La magia del primer amor es nuestra ignorancia de que no puede terminar.

domingo, 5 de diciembre de 2010

Por eso digo: no te amo... a pesar de que eso me mata, es una mentira que te deja libre.
-"Los planes son garabatos en una servilleta de papel".
Debería de haber devuelto una sonrisa cuando aun estaba a tiempo.
Sonrío a toda costa, y no por ello significa que siempre esté feliz.
Sonrío porque se, que así, habrá una lágrima menos en el mundo.
Sonrío porque se que mi sonrisa puede alegrar a alguien, quien sabe.
Sonrío porque de esta forma no les doy el placer de verme triste a quien me quiera ver llorar.
Sonrío porque es la manera mas fácil de escapar a las preguntas que supone llorar.
Sonrío y la gente cree que soy la más feliz del mundo, siempre, pero cuanto desconocen al fin y al cabo.
Que poco cuesta fingir.
"No quiero saber por diablo lo que por viejo se me escapa".
Que andando siempre en camiseta y tirantes jamás podré tener un as en la manga.
Somos por lo general más ladrón que policía.
Me siento bien siendo buena, pero tampoco es muy recompensante.
Abro los ojos, y fue solo un sueño.
Mejor en bares pequeños donde el frío no te ve ...
Y te espero en mi guarida mientras suena un triste tango,con sabor a despedida, cansado de fracasos ...
“- En algún momento del trayecto, cambiaste, dejaste de ser tú.
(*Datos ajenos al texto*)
Issue #4836, opened 2016-10-19
Save to csv not working


Irubelsky:
Copy to Clipboard: Chrome - OK, Firefox - OK, Safari - doesn't work
Download All as CSV: Chrome - OK, Firefox - doesn't work, Safari - OK
Download Selected as CSV: Chrome - OK, Firefox - doesn't work, Safari - OK 
Referenced to [2899](https://github.com/twosigma/bunsen/issues/2899)

sluhtoja:
Referenced issue does not exist.

scottdraves:
It exists but you do not have permissions on it.  Don't worry about that though, just try these table features on firefox and safari.

sluhtoja:
Copy to Clipboard: Chrome - OK, Firefox - OK, Safari - doesn't work:

clipboard API support to browsers:
http://caniuse.com/#feat=clipboard
I upgraded my mac safari to 9.1.2 and still doesn't allow. Possible reason is that the OS doesn't allow it.
firefox take on browser compatibility
https://developer.mozilla.org/en-US/docs/Web/API/Document/execCommand

Accepted answer gives sufficient answer:
http://stackoverflow.com/questions/34045777/copy-to-clipboard-using-javascript-in-ios

this gives insight how you can manipulate cut,copy,delete(in handler), when user has called the event manually.
https://developer.apple.com/library/content/documentation/AppleApplications/Conceptual/SafariJSProgTopics/CopyAndPaste.html

right now zeroclipboard.js is used
possible exchange libraries:
https://clipboardjs.com/

but not sure if the clipboard.js will fix the issue though

sluhtoja:
Download All as CSV, Download Selected as CSV:
Firefox doesn't allow click() with jQuery, manual click on the element is required attributes already assigned.
One possibility is to add attributes to the dropdown element when creating table, notebooks tables, especially big tables could have performance issues. 
Second one is to create a popup to confirm download.

scottdraves:
Thanks.  Please use the popup (in ffox only).

scottdraves:
How about this way of doing downloads on firefox?
http://stackoverflow.com/questions/20303682/file-download-not-working-on-firefox

sluhtoja:
Firefox 4 and earlier does not have a click() method on anchors at all.
Firefox 5 and 6 do have such a method, and the method dispatches an untrusted click event, but they do not allow untrusted events to trigger a link's href.
[...]

PR #4874, opened 2016-10-27
#4836 Save to csv not working. 

sluhtoja:
Safari copy to clipboard not solved.
Download CSV for firefox solved with a popup


scottdraves:
please see my comment on the issue, i would like to understand better why a dialog is required for ffox.  can you provide some links?  thx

Permitiste que te señalaran y te dijeran que no sirves. Y, cuando empeoró todo, buscaste a quien echarle la culpa…Voy a decirte algo que ya sabes: el mundo no es todo alegría y color…y, por muy duro que seas, es capaz de arrodillarte a golpes y tenerte sometido permanentemente si no se lo impides. Ni tú, ni yo, ni nadie golpea más fuerte que la vida. Pero no importa lo fuerte que golpeas, sino lo fuerte que pueden golpearte, y lo aguantas mientras avanzas. Hay que soportar sin dejarle avanzar. ¡Así es como se gana! Si tú sabes lo que vales, ve y consigue lo que mereces, pero tendrás que soportar los golpes. Y no puedes decir que no has llegado donde querías llegar por culpa de él, de ella…ni de nada. Eso lo hacen los cobardes, ¡y tú no lo eres! ¡Tú eres capaz de todo! (…) Pero, hasta que no empieces a creer en ti mismo, no tendrás tu vida propia.”